Metalloenzyme signatures in authigenic carbonates from the Chukchi Borderlands in the western Arctic Ocean
|Author(s)||Lee Dong-Hun1, Kim Jung-Hyun2, Lee Yung Mi2, Bayon Germain3, Kim Dahae2, Joe Young Jin2, Wang Xudong4, Shin Kyung-Hoon1, Jin Young Keun2|
|Affiliation(s)||1 : Department of Marine Sciences and Convergent Technology, Hanyang University ERICA Campus, Ansan, 15588, Republic of Korea
2 : Korea Polar Research Institute, Incheon, 21990, Republic of Korea
3 : CNRS, Ifremer, Brest University, Geo-Ocean, 29280, Plouzané, France
4 : Shanghai Engineering Research Center of Hadal Science and Technology, College of Marine Sciences, Shanghai Ocean University, Shanghai, 201306, China
|Source||Scientific Reports (2045-2322) (Springer Science and Business Media LLC), 2022-10 , Vol. 12 , N. 1 , P. 16597 (15p.)|
Migration of methane-rich fluids at submarine cold seeps drives intense microbial activity and precipitation of authigenic carbonates. In this study, we analyzed microbially derived authigenic carbonate samples recently recovered from active gas hydrate mounds on the southwestern slope of the Chukchi Borderlands (CB), western Arctic Ocean. Our main aim was to characterize the distribution patterns of trace elements in carbonate-hosted lipid fractions to assess metalloenzyme requirements of microbes involved in anaerobic oxidation of methane (AOM).
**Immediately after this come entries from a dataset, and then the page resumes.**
PR #558, opened 2026-06-25
ostree_layer_revision_info: exclude OSTREE_LAYER_REVISION_INFO from vardeps to prevent conflicting basehashes

Freireg:
This change exclude `OSTREE_LAYER_REVISION_INFO` from `ostreecommit` basehash calculation (which is the part relevant to bitbake's signature/determinism check). The actual value computed at runtime is left unchanged, so the real layer-revision metadata is still committed into the OSTree image as before.

Related-to: TOR-4216

### DIFF
--- a/classes/torizon_base_image_type.inc
+++ b/classes/torizon_base_image_type.inc
@@ -85,6 +85,7 @@ validate_ostree_layer_revision_info() {
         bbfatal "OSTREE_LAYER_REVISION_INFO is not set, but is required for OSTree image commits"
     fi
 }
+validate_ostree_layer_revision_info[vardepsexclude] += "OSTREE_LAYER_REVISION_INFO"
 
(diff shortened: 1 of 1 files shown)


jsrc27 (dismissed):

MatheusRodrigues-tor (dismissed):

classes/torizon_base_image_type.inc
rborn-tx, line 1: @Freireg Regarding the commit messages: could you please follow our commit guidelines (linked below)?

We measured stable isotopes, trace elements, lipid biomarkers, and genomic DNA, and results indicate the dominance of AOM-related lipid biomarkers in studied carbonate samples, as well as a predominant occurrence of the anaerobic methanotrophic archaea (ANME)-1. We also report evidence for significant preferential enrichments of various trace elements (Li, Ni, Co, Cu, Zn, and Mo) in the total lipid fractions of CB carbonates, relative to elemental compositions determined for corresponding carbonate fractions, which differ from those previously reported for other seep sites. We hypothesize that trace element enrichments in carbonate-hosted lipid fractions could vary depending on the type of AOM microbial assemblage. Additional work is required to further investigate the mechanisms of lipid-bound trace elements in cold seep carbonates as potential metalloenzymes in AOM.